Despite the intention of gaining information on extraprostatic metastases in the high-risk group, only two cases out of the 10 showed metastases, so limited conclusions can be made. In the detection of lymph node metastases, [68Ga]Ga-RM2 and [18F]FCH PET-CT showed contradicting findings in two high-risk PCa patients (Figs. 3 and 4). This may be related to the PSA value of these patients; however, because of the limited number of patients with lymph node metastases, the impact of [68Ga]Ga-RM2 PET-CT in the assessment of lymph node metastases remains inconclusive.

Our findings in this study may have future clinical impact. Prostate cancer patients with low metastatic risk are today not eligible for radical treatments anymore but rather to active surveillance or local treatments [34]. In addition, Gleason score is upgraded in about 30% of PCa patients between biopsies and radical prostatectomy [35]. Thus, an imaging procedure capable to discriminate “true” low and intermediate from high metastatic risks would be helpful to schedule local treatments in this group of patients. Results of this work indicate that GRPr targeting by hybrid imaging (e.g. PET/MRI) seems promising procedure amenable to better biopsy guidance in low- and intermediate-metastatic-risk PCa patients and has the potential to discriminate them from PCa patients with higher risks. In addition, GRPr-based imaging seems to play a complementary role to PSMA-based or Choline-based imaging for fully characterization of prostate cancer disease.

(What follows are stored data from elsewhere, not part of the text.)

PR #118, opened 2026-05-19
feat: 100 consecutive voice cycles with zero stalls and zero silent d…

andriypolanski:
## Summary

Adds a reproducible M1 soak harness under `tests/voice/` that drives (or analyzes) 100 end-to-end voice cycles on Jetson hardware, records per-cycle latency and failure signals, and emits a single pass/fail summary plus a JSON ledger for the
closing PR.

Closes [#109](https://github.com/GeniePod/genie-claw/issues/109)
Related: [M1 roadmap in README](https://github.com/GeniePod/genie-claw/blob/main/README.md#milestone-1--stable-voice-loop-on-genie-ai-runtime-v1)

## Changes
- Add `tests/voice/100-cycle-soak.sh` with `run` (tee `genie-core --voice` stderr) and `analyze` (parse log → JSON ledger + exit code).

## Real Behavior Proof

- [x] I have built and run the affected code locally (or noted why I could not).
- [x] I have verified the change end-to-end on Jetson hardware **OR** explained the equivalent verification path I used.

### What I ran

```bash
cd /path/to/genie-claw
cargo build -p genie-core --release

# Jetson Orin Nano Super 8 GB — full stack via deploy scripts
export GENIEPOD_CONFIG=/opt/geniepod/config/geniepod.toml
./deploy/scripts/start_all.sh   # or equivalent systemd stack

# 100-cycle soak (interactive wake / push-to-talk)
./tests/voice/100-cycle-soak.sh run --cycles 100

# Optional: re-analyze a saved log
./tests/voice/100-cycle-soak.sh analyze tests/voice/out/soak-<timestamp>.log \
  --expect-cycles 100
```

## Test plan

- [x] `shellcheck --severity=warning tests/voice/100-cycle-soak.sh`
- [x] `cargo build -p genie-core --release`
- [x] `./tests/voice/100-cycle-soak.sh analyze` on a short sample log (unit-style smoke)
- [x] **Jetson (required for M1 close):** `./tests/voice/100-cycle-soak.sh run --cycles 100` → PASS, ledger attached
- [ ] Confirm 0 silent drops: every non-empty transcript has a `GeniePod:` line in the same cycle
- [ ] Confirm 0 stalls: 100 `Total cycle` lines, each under max-cycle budget

## Acceptance criteria

- [ ] 100 / 100 cycles complete without stall (timeout-bounded)
- [ ] 0 silent drops (every cycle has either a real reply or a logged error)
[...]

Issue #109, opened 2026-05-19
M1 exit: 100 human-tested voice-session cycles pass with zero stalls and zero silent drops


ai-hpc:
## Goal

Demonstrate the M1 voice pipeline is reliable end-to-end on a Jetson Orin
Nano Super 8 GB: 100 consecutive wake → VAD → STT → LLM → TTS round-trips
with **zero stalls and zero silent drops**.

## What to build

A reproducible test harness (script or `cargo test` integration) that:

- replays 100 prepared utterance clips (or generates synthetic wake-word
  cycles) end-to-end through the local voice loop
- captures per-cycle latency, success/failure, and any silent-drop signal
  (TTS started but no audio out, STT returned empty, LLM never returned, etc.)
- emits a single pass/fail summary plus a CSV/JSON ledger

Suggested location: `tests/voice/100-cycle-soak.{sh,rs}` or a workflow
in `.github/workflows/`.

## Acceptance criteria

- [ ] 100 / 100 cycles complete without stall (timeout-bounded)
- [ ] 0 silent drops (every cycle has either a real reply or a logged error)
- [ ] Reproducible from a clean Jetson Orin Nano Super 8 GB on `genie-ai-runtime` v1
- [ ] Ledger artifact attached to the closing PR

## Context

Tracks one of the five M1 exit criteria from the README roadmap. See
[`Roadmap` in README.md](../blob/main/README.md#roadmap).

andriypolanski:
@ai-hpc I would like to contribute here, could you assign this on me?

ai-hpc:
Closing as moved out of GenieClaw scope: wake/VAD/STT/TTS/audio soak reliability now belongs to genie-voice-runtime. GenieClaw should track agent/channel adapter behavior here, not full voice-pipeline soak testing.

PR #174, opened 2026-05-24
fix(ha): enforce request-deadline + response-size cap on HA HTTP client (closes #173)

### LINKED ISSUE #173: [bug] ha/client: only `TcpStream::connect` has a timeout — any hung HA reply blocks chat/voice/dashboard tool calls indefinitely
### Summary

`HaClient::http_request` in `crates/genie-core/src/ha/client.rs:131-185` enforces a 5-second cap on `TcpStream::connect` only. **None of the subsequent HTTP I/O has any timeout** — `writer.write_all`, the status-line `read_line`, header `read_line` loop, body `read_exact` / `read_to_string` / `read_chunked_body`, and the per-chunk reads inside `read_chunked_body` can all hang indefinitely if Home Assistant pauses mid-response (Python GC, integration restart, Supervisor self-update, slow custom AppDaemon script, dropped network packets after handshake). The read-to-EOF fallback at line 228 also has **no size cap**, so a malformed HA response can accumulate unbounded body bytes in memory. Every chat/voice/dashboard task that holds an in-flight HA call hangs forever in those scenarios. This is the most production-frequent reliability bug I've found in this repo: it fires in any household with HA whenever HA hiccups, which for active households is daily-to-weekly.

### Steps to reproduce

1. Build and start `genie-core` against a working Home Assistant. The configuration just needs `HA_TOKEN` and `[services.homeassistant].url`:

   ```bash
   HA_TOKEN=… GENIEPOD_CONFIG=deploy/config/geniepod.dev.toml ./target/release/genie-core
   ```

2. Wait for the first chat turn or voice cycle that invokes a Home Assistant tool (`home_status`, `home_control`, `home_undo`, or any path that ends in `HaClient::get_state` / `call_service` / `render_template`). It runs against HA fine; nothing observable yet.

3. Make HA stop responding to in-flight requests. Easiest realistic ways:

   - `supervisorctl stop homeassistant` while a request is mid-flight,
   - or pause the HA process: `sudo kill -STOP $(pgrep -f homeassistant)` (the TCP listener stays open; new connects succeed, but the accept-loop never reads the request, so writes succeed but no response ever arrives),
   - or pull the HA host off the network at the switch.

4. From a separate shell, issue a chat turn that needs HA:

   ```bash
   curl -s -m 120 -X POST http://127.0.0.1:3000/api/chat \
     -d '{"message":"is the kitchen light on?"}'
   ```

   `genie-core`'s tokio task that's invoking `HaClient::get_state(…)` hangs forever (the 5-second `connect` timeout doesn't apply — the connection is established, the *read* is what's blocked). The curl client gives up after 120 s; `genie-core` itself never times out. `journalctl -u genie-core` shows the request line was logged but no response ever follows.

5. Confirmation via standalone reproducer (no real HA needed). A 30-line Rust program spawns a `tokio::net::TcpListener`, accepts one connection, reads the request, then **does nothing else** for ~5 minutes. Run `HaClient::test_connection()` against it: it hangs for the full 5 minutes without surfacing any error. (Tests in this PR's fix reproduce this exact pattern in `mod tests`.)

### Expected behavior

- `HaClient::http_request` enforces a TOTAL deadline on the request (default 30 s), not just on `TcpStream::connect`.
- A hung HA — TCP-accepted but never replying — surfaces as `anyhow::anyhow!("Home Assistant {method} {path} timed out after {N}s")` within the budget, NOT as an indefinite hang.
- Response body reads have a maximum size (default 8 MiB) so a malformed HA response can never consume unbounded memory via the read-to-EOF fallback at line 228.
- Chunked-body reads enforce the same cumulative-size cap so a long stream of chunks is bounded.
- The `connect_timeout`, `request_timeout`, and `max_response_bytes` are named constants (today the 5 is a magic literal at line 140), set on the `HaClient` so tests can override them without waiting 30 s per case.
- All other behaviour — REST endpoints, JSON serialisation, status-code handling, authorisation header — is byte-identical to today.

### Actual behavior

- The connect at lines 139-141 is the only awaited operation behind a `timeout`. After connect succeeds, every read is unbounded:

  ```rust
  // ha/client.rs:139-141   (connect — has 5s timeout)
  let stream =
      tokio::time::timeout(std::time::Duration::from_secs(5), TcpStream::connect(&addr))
          .await??;

  // ha/client.rs:166-167   (write + read — NO timeout)
  writer.write_all(request.as_bytes()).await?;
  let response = read_http_response(reader).await?;
  ```

  ```rust
  // ha/client.rs:188-260   (read paths — every one unbounded)
  buf_reader.read_line(&mut status_line).await?;           // unbounded
  buf_reader.read_line(&mut line).await?;                  // unbounded (in header loop)
  buf_reader.read_exact(&mut buf).await?;                  // unbounded (Content-Length branch)
  buf_reader.read_to_string(&mut body).await?;             // unbounded (no-Content-Length branch — also unbounded MEMORY)
  reader.read_line(&mut size_line).await?;                 // unbounded (in read_chunked_body)
  tokio::io::AsyncReadExt::read_exact(reader, &mut chunk).await?;  // unbounded (per chunk)
  ```

- Grep confirms `crates/genie-core/src/ha/client.rs:140` is the **only** `tokio::time::timeout` in the entire `crates/genie-core/src/ha/` tree.

- Callers (`get_states`, `get_state`, `call_service`, `render_template`, `test_connection`) have no compensating timeout of their own. The genie-core HTTP server (`server.rs`) doesn't enforce a per-request deadline on the inner tool dispatch either. So the chat request's tokio task hangs as long as HA doesn't reply.

### Hardware

Non-Jetson (x86_64 dev / cross-build host) and Jetson alike — the bug is in pure tokio I/O scheduling, no hardware path. Triggered by anything that pauses Home Assistant after the TCP handshake but before the HTTP response flush. Jetson households with HA running on the same Jetson hit it on every HA reload (HACS, integration update, HA Supervisor self-update). Households with HA on a separate machine hit it any time the LAN drops packets after handshake.

### JetPack / L4T version

v1.0.0-alpha.9 / `main` @ `crates/genie-core/src/ha/client.rs:131-260` (the `http_request`, `read_http_response`, and `read_chunked_body` functions).

### Relevant logs

```shell
# genie-core logs while HA is paused (kill -STOP) and a chat request is in flight
$ journalctl -u genie-core --since '5 minutes ago' | tail -30
… genie-core[12345]: INFO  POST /api/chat origin=Api status=in_progress
…
# (no further output from genie-core until kill -CONT is sent to HA, OR until the
#  client closes the TCP connection from the other side, whichever happens first.
#  The task simply never times out. No error log, no telemetry, no diagnostic.)
```

```text
# Standalone reproducer: spawn a TcpListener that accepts then sleeps forever,
# point HaClient at it, observe the indefinite hang. The fix's `mod tests`
# implements exactly this pattern in `hung_server_after_connect_times_out_cleanly`.
let listener = TcpListener::bind("127.0.0.1:0").await?;
let addr = listener.local_addr()?;
tokio::spawn(async move {
    let (_conn, _) = listener.accept().await.unwrap();
    // Never write a response. Sleep forever — mimics HA in a GC pause.
    tokio::time::sleep(Duration::from_secs(600)).await;
});
let client = HaClient::new(&addr.ip().to_string(), addr.port(), "token");
// On main: this call NEVER returns. With the fix: returns Err("… timed out after 30s") at ~30s.
let _ = client.test_connection().await;
```

### Additional context

**Symptom users see:**
1. *"The assistant froze."* Voice cycle or chat turn that touches HA never replies. User asks again — the second turn might land on a different worker and succeed (if HA is back), or might also hang. Eventually the user power-cycles the appliance or restarts the service.
2. *No diagnostic for the operator.* `journalctl -u genie-core` shows the request line was logged but no error and no completion. The operator has no way to know whether genie-core is alive, HA is alive, or both.
3. *Memory growth on malformed responses.* On the read-to-EOF fallback path (no `Content-Length` and no `Transfer-Encoding: chunked`), the daemon happily accumulates the entire body in memory. If HA sends partial bytes indefinitely, RSS grows without bound until OOM-killer fires. Rare but real for misbehaving HA versions or proxies.

**Why this fires in production at all** — every household with HA exercises this code path on essentially every tool call (`home_status`, `home_control`, `home_undo`, `resolve_target`, governor/health pollers). Triggers:

| Trigger | How often in real households |
|---|---|
| HA Supervisor self-update / HACS reload / integration update | weekly+ |
| HA Python GC pause during a slow custom AppDaemon / Node-RED automation | daily under load |
| HA host Wi-Fi drop, switch reboot, ethernet renegotiation | monthly+ |
| HA process alive but slow custom integration blocks its event loop | sporadic but recurrent |
| HA crashes mid-response after TCP handshake | rare but realistic |

- `crates/genie-core/src/ha/client.rs` has tests only for `parse_http_url` (lines 297-322). No tests exist for `http_request`, `read_http_response`, or `read_chunked_body` against any kind of failure mode — no mock TCP server, no timeout coverage.
- `mod tests` in this file currently has no `tokio::test`-flavored coverage at all.

**Files to touch:**
- `crates/genie-core/src/ha/client.rs`:
  - Add `connect_timeout: Duration`, `request_timeout: Duration`, `max_response_bytes: usize` fields to `HaClient`; default `5s`, `30s`, `8 MiB`.
  - Add named constants for the defaults so they appear in the public surface and are not magic literals.
  - Wrap the post-connect block of `http_request` in `tokio::time::timeout(self.request_timeout, …)`. Map `Elapsed` to an `anyhow!("Home Assistant {method} {path} timed out after {N}s")`.
  - Extend `read_http_response` and `read_chunked_body` to take `max_bytes`; cap `Content-Length`, chunked-body, and read-to-EOF reads at that ceiling; surface a clear `anyhow!("Home Assistant response exceeded N bytes")` rather than OOM'ing.
  - Add `pub(crate) fn with_test_timeouts(mut self, connect: Duration, request: Duration, max_bytes: usize) -> Self` so tests can drive the timeouts in millisecond-scale.
- `crates/genie-core/src/ha/client.rs` tests — five new regressions, all hardware-free:
  - `connect_timeout_to_unroutable_address` — `HaClient` pointed at `192.0.2.1` (RFC 5737 documentation range) with a 100 ms test connect timeout; assert `test_connection()` fails inside the budget with a "connect" error string.
  - `hung_server_after_connect_times_out_cleanly` — `TcpListener` that accepts but never replies; assert `get_states()` fails with a "timed out" error inside the test request budget (e.g. 200 ms).
  - `slow_server_within_budget_succeeds` — `TcpListener` that accepts, waits ~50 ms, then writes a valid HTTP/1.1 200 response with a tiny JSON array; assert success.
  - `read_to_eof_response_is_size_capped` — `TcpListener` that writes a response with no `Content-Length` and no chunked encoding, then streams more bytes than `max_response_bytes`; assert the client bails with a "response too large" error rather than consuming memory.
  - `chunked_body_with_oversize_aggregate_is_capped` — `TcpListener` that returns a chunked body whose cumulative payload exceeds the cap; assert the client bails before allocating it all.

**Acceptance (PR):**
- `cargo test -p genie-core --lib ha::client` — existing 3 `parse_http_url_*` tests still pass, 5 new regression tests pass.
- Building `genie-core` in `--release` and pointing it at a `kill -STOP`ped HA (using the steps under "Reproduce") returns an explicit `Err("Home Assistant GET /api/states timed out after 30s")` from the tool dispatch path within ~30 s. No daemon hang.
- Default `geniepod.toml` and `geniepod.dev.toml` see no behaviour change for healthy HA.

**Timing:** Standalone — no upstream PRs touch `ha/client.rs` (one commit ever on this file: scaffold + an unrelated rename). Lands independently of #163, #164/165, #169 (mine), or #171 (mine). No merge-conflict surface with any of those.

**Real Behavior Proof:** `cargo test -p genie-core --lib ha::client` showing the 5 new tests pass alongside the 3 existing `parse_http_url_*` tests. Plus the standalone-reproducer behaviour: pre-fix the hung-server test would hang forever; post-fix it returns `Err("…timed out…")` in ~200 ms.

**Related:** #124 / PR #125 fixed cancellation of the LLM stream producer when the client disconnects — adjacent in spirit ("don't hang on a remote that stops responding"), different module. #109 / PR #118 ("100 consecutive voice cycles with zero stalls and zero silent drops") chased voice stalls but never touched HA HTTP I/O. No upstream issue mentions HA HTTP read timeout. The shared "every household with HA hits this on every HA hiccup" framing puts it in the same severity class as #168 / PR #169 (mine) and #170 / PR #171 (mine), each of which the maintainers have accepted as a real bug.

galuis116:
## Summary

Enforce a request-lifecycle timeout and a response-size cap on `HaClient`'s
raw-TCP HTTP client. Pre-fix only `TcpStream::connect` had a timeout (5 s);
every subsequent I/O (`write_all`, status-line `read_line`, header loop,
body `read_exact` / `read_to_string` / chunked decoder) was unbounded, so a
hung Home Assistant — Python GC pause, Supervisor self-update, integration
reload, slow custom add-on, or dropped packet after handshake — blocked the
calling chat/voice/dashboard task **forever**. The read-to-EOF fallback was
also unbounded in memory.

Same "the assistant froze" symptom class as #109 / PR #118 (voice cycle
stalls) and #124 / PR #125 (LLM stream not cancelled on disconnect), in a
different subsystem.

Closes #173.

## Changes

- `crates/genie-core/src/ha/client.rs`:
  - Surface the magic-5 connect timeout as `DEFAULT_CONNECT_TIMEOUT = 5s`,
    add `DEFAULT_REQUEST_TIMEOUT = 30s`, add
    `DEFAULT_MAX_RESPONSE_BYTES = 8 MiB`. Doc-commented to explain the
    failure mode each one prevents.
  - `HaClient` carries the three values as fields; `HaClient::new` defaults
    them from the constants — no behaviour change for existing callers.
  - `#[cfg(test)] pub(crate) fn with_test_limits(...)` builder so the new
    regression tests can run in millisecond-scale.
  - `http_request`:
    - Connect path uses `self.connect_timeout`; `Elapsed` maps to
      `anyhow!("Home Assistant connect {method} {path} timed out after Ns")`.
    - Post-connect (write + read_http_response) is wrapped in
      `tokio::time::timeout(self.request_timeout, ...)`; `Elapsed` maps to
      `anyhow!("Home Assistant {method} {path} timed out after Ns")`.
  - `read_http_response` takes `max_response_bytes`:
    - Reject up front when advertised `Content-Length` exceeds the cap.
    - Read-to-EOF fallback (no Content-Length, no chunked) uses
      `take(cap + 1)` and surfaces a clear "exceeded N bytes" error rather
      than consuming unbounded RSS.
  - `read_chunked_body` takes `max_bytes` and bails before any chunk whose
    cumulative size would exceed the cap.
- 5 new `#[tokio::test]` regressions backed by ephemeral local `TcpListener`s
  (`spawn_listener` + `test_client` helpers, ~50 LOC of scaffolding shared
  across the suite):
  - `hung_server_after_connect_times_out_cleanly` — drains the request then
    sleeps 60 s without writing a response; asserts `Err("…timed out…")`
    inside the 300 ms test budget. Pre-fix this hung forever.
  - `slow_server_within_budget_succeeds` — 50 ms delay then a valid 200
    with `[]`; asserts `get_states()` returns an empty `Vec`. Locks in
    "healthy HA still works."
  - `oversize_content_length_is_rejected` — advertises `Content-Length:
    1048576` against a 16 KiB test cap; asserts the client bails before
    allocating.
  - `read_to_eof_response_is_size_capped` — streams 64 KiB with no
    `Content-Length` and no chunked encoding; asserts the client bails with
    "exceeded N bytes" instead of consuming memory.
  - `chunked_body_aggregate_size_is_capped` — 8 × 4 KiB chunks (32 KiB) vs
    16 KiB cap; asserts the chunked decoder bails partway through.

No config schema change, no public API change. The defaults are
intentionally conservative (30 s request, 8 MiB body) — well above any
realistic HA response. ASCII-only households see byte-identical behaviour
against a healthy HA.

## Real Behavior Proof

- [x] NOT verified on Jetson hardware. The fix is in pure tokio I/O
  scheduling — no audio, voice, ALSA, CUDA, LLM-backend, or systemd
  surface — exercised end-to-end by 5 `#[tokio::test]` regressions that
  spin up a real local `TcpListener` and drive each failure mode (hung
  server, slow but OK, oversize Content-Length, read-to-EOF, oversize
  chunked aggregate).

### What I ran

Environment: x86_64 Linux dev host (Ubuntu 22.04, Rust 1.95.0). No Jetson
available.

```bash
cargo fmt --all -- --check                                                # clean
cargo clippy --workspace --all-targets -- -D warnings                    # clean
cargo clippy --workspace --all-targets --no-default-features -- -D warnings  # clean
cargo test -p genie-core --lib ha::client::                               # 8 / 0
cargo test                                                                # 610 / 0 / 3
cargo test --workspace --no-default-features                             # 505 / 0
```

### What I observed

1. **Hung server is bounded.** `hung_server_after_connect_times_out_cleanly`
   accepts the TCP connection, drains the request, then `tokio::sleep(60s)`s.
   With the fix, `HaClient::test_connection()` returns
   `Err("Home Assistant GET /api/ timed out after 300ms")` in well under
   2 seconds. Pre-fix the same call hangs for the full 60 seconds.
2. **Healthy slow HA still works.** `slow_server_within_budget_succeeds`
   sleeps 50 ms before writing a minimal 200 response. The client returns
   `Ok([])` — no regression on the happy path.
3. **Oversize body rejected up front.** `oversize_content_length_is_rejected`
   advertises 1 MiB against a 16 KiB cap; client bails with "exceeds cap"
   before allocating.
4. **Read-to-EOF is bounded.** `read_to_eof_response_is_size_capped` streams
   64 KiB; client bails with "exceeded 16384 bytes" instead of consuming RSS.
5. **Chunked aggregate is bounded.** `chunked_body_aggregate_size_is_capped`
   emits 32 KiB across 8 chunks; client bails with "chunked response
   exceeded 16384 bytes" partway through.
6. **No direct-path regression.** The 3 pre-existing `parse_http_url_*`
   tests still pass. Full `cargo test` matches the `main` baseline:
   610 / 0 / 3 (default features), 505 / 0 (`--no-default-features`).

## Test plan

A reviewer can re-verify on any Rust 1.85+ host (no Jetson, no Home
Assistant, no audio needed):

- `cargo test -p genie-core --lib ha::client::` — 8 tests (3 existing
  `parse_http_url_*` + 5 new), all green in <1 s.
- Optional manual proof against a real HA:
  1. Start `genie-core` with a working HA configured.
  2. Pause HA: `sudo kill -STOP $(pgrep -f homeassistant)` (or
     `supervisorctl stop homeassistant` while a request is mid-flight).
  3. From a separate shell:
     `curl -m 120 -X POST http://127.0.0.1:3000/api/chat \
        -d '{"message":"is the kitchen light on?"}'`.
  4. Pre-fix: genie-core hangs forever (curl gives up after 120 s).
     With the fix: the request returns within ~30 s with the chat reply
     containing the tool dispatch's
     `Err("Home Assistant GET /api/states/... timed out after 30s")`.

## Notes for reviewers

- **No merge-conflict surface with my open PRs.** The file
  `crates/genie-core/src/ha/client.rs` is not touched by PR #169
  (conversation.rs) or PR #171 (calc.rs).
- **Why 30 s / 8 MiB defaults.** 30 s is comfortably above the slowest
  realistic HA template render (~3-8 s on Orin Nano with a complex
  template). 8 MiB comfortably fits the largest realistic `/api/states`
  dump (a household with hundreds of entities still serializes well under
  1 MiB). Both are tunable later via the `HaClient` struct fields if
  operators want.
- **Why `with_test_limits` is `#[cfg(test)] pub(crate)` rather than `pub`.**
  Production callers shouldn't reach in and tighten timeouts — that's a
  config-layer concern that belongs in `genie-common/src/config.rs` if/when
  needed. Keeping the test helper crate-private avoids putting an unstable
  shape into the public surface.
- **Why a local helper instead of a workspace-wide `util::http`.** The same
  unbounded-read pattern exists in `crates/genie-core/src/tools/weather.rs`
  and arguably the OpenAI-compat client too, but each speaks a different
  HTTP dialect (Weather is a one-shot Open-Meteo GET; the LLM client
  streams SSE; HA needs cookies/auth/template-render specifics). Lifting
  to a shared util makes sense as a follow-up but expands review surface
  beyond the bug this PR closes. Kept out of scope.

### DIFF
--- a/crates/genie-core/src/ha/client.rs
+++ b/crates/genie-core/src/ha/client.rs
@@ -1,8 +1,27 @@
 use anyhow::{Context, Result};
 use serde::de::DeserializeOwned;
 use serde::{Deserialize, Serialize};
+use std::time::Duration;
 use tokio::io::{AsyncBufReadExt, AsyncReadExt, AsyncWriteExt, BufReader};
 use tokio::net::TcpStream;
+
+/// TCP-connect cap. Same value the file had hard-coded since scaffolding;
+/// surfaced as a named constant so tests can assert against it.
+const DEFAULT_CONNECT_TIMEOUT: Duration = Duration::from_secs(5);
+
+/// Full-request cap covering write + status-line + headers + body. Without
+/// this, a Home Assistant that pauses mid-response (Python GC, integration
+/// reload, Supervisor self-update, stalled add-on) leaves the dispatching
+/// chat / voice / dashboard task hung forever — there was no timeout at all
+/// on the read side before this constant existed.
+const DEFAULT_REQUEST_TIMEOUT: Duration = Duration::from_secs(30);
+
+/// Hard upper bound on a single response body. Prevents the read-to-EOF
+/// fallback (no `Content-Length`, no `Transfer-Encoding: chunked`) from
+/// accumulating unbounded bytes in RSS, and caps the cumulative payload of
+/// a malformed chunked stream. 8 MiB comfortably fits the largest realistic
+/// `/api/states` dump for a household.
+const DEFAULT_MAX_RESPONSE_BYTES: usize = 8 * 1024 * 1024;
 
 /// Home Assistant REST API client.
 ///
@@ -15,6 +34,9 @@ pub struct HaClient {
     host: String,
     port: u16,
     token: String,
+    connect_timeout: Duration,
+    request_timeout: Duration,
+    max_response_bytes: usize,
 }
 
 #[derive(Debug, Clone, Serialize, Deserialize)]
@@ -47,6 +69,9 @@ impl HaClient {
             host: host.to_string(),
             port,
             token: token.to_string(),
+            connect_timeout: DEFAULT_CONNECT_TIMEOUT,
+            request_timeout: DEFAULT_REQUEST_TIMEOUT,
+            max_response_bytes: DEFAULT_MAX_RESPONSE_BYTES,
         }
     }
 
@@ -55,6 +80,23 @@ impl HaClient {
     pub fn from_url(url: &str, token: &str) -> Result<Self> {
         let (host, port) = parse_http_url(url)?;
         Ok(Self::new(&host, port, token))
+    }
+
+    /// Override the default timeouts and the max response size. Intended for
+    /// `mod tests`, which need to assert that a hung server is surfaced as
+    /// an `Err` in millisecond-scale rather than waiting for the production
+    /// 30 s deadline. Production callers should leave the defaults alone.
+    #[cfg(test)]
+    pub(crate) fn with_test_limits(
+        mut self,
+        connect_timeout: Duration,
+        request_timeout: Duration,
+        max_response_bytes: usize,
+    ) -> Self {
+        self.connect_timeout = connect_timeout;
+        self.request_timeout = request_timeout;
+        self.max_response_bytes = max_response_bytes;
+        self
     }
 
     pub fn host(&self) -> &str {
@@ -136,9 +178,25 @@ impl HaClient {
         body: Option<&str>,
     ) -> Result<HttpResponse> {
         let addr = format!("{}:{}", self.host, self.port);
-        let stream =
-            tokio::time::timeout(std::time::Duration::from_secs(5), TcpStream::connect(&addr))
-                .await??;
+        let connect_timeout = self.connect_timeout;
+        let request_timeout = self.request_timeout;
+        let max_response_bytes = self.max_response_bytes;
+
+        let stream = match tokio::time::timeout(connect_timeout, TcpStream::connect(&addr)).await {
+            Ok(Ok(stream)) => stream,
+            Ok(Err(e)) => {
+                return Err(e)
+                    .with_context(|| format!("Home Assistant connect {} {} failed", method, path));
+            }
+            Err(_) => {
+                anyhow::bail!(
+                    "Home Assistant connect {} {} timed out after {:?}",
+                    method,
+                    path,
+                    connect_timeout
+                );
+            }
+        };
 
         let (reader, mut writer) = stream.into_split();
 
@@ -163,8 +221,25 @@ impl HaClient {
             )
         };
 
-        writer.write_all(request.as_bytes()).await?;
-        let response = read_http_response(reader).await?;
+        // Enforce a single deadline that covers write + status-line + headers
+        // + body. Pre-fix only the `connect` step had a timeout; a hung HA
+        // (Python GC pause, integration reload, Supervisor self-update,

The main limitation of this study was the small number of patients in each risk group, mainly due to the exploratory design of this research. Thus, given the exploratory nature of this phase I/II study and the relatively small sample size, p values without correction for multiple comparisons were reported as guidance, but they should not be interpreted as a formal hypotheses testing. In addition, [18F]FCH appears to be outperformed by PSMA-radiotracers in light of evolving data showing the value of PSMA-based PET-CT in PCa. This could moderate the clinical impact of this study.

Conclusion

[68Ga]Ga-RM2 is a promising new PET tracer with a high detection rate for intraprostatic PCa. In addition, GRPr-based imaging can play a complementary role to choline-based or PSMA-based imaging for full characterization of prostate cancer disease and biopsy guidance in low- and intermediate-metastatic-risk PCa patients and has the potential to discriminate them from those of higher risks.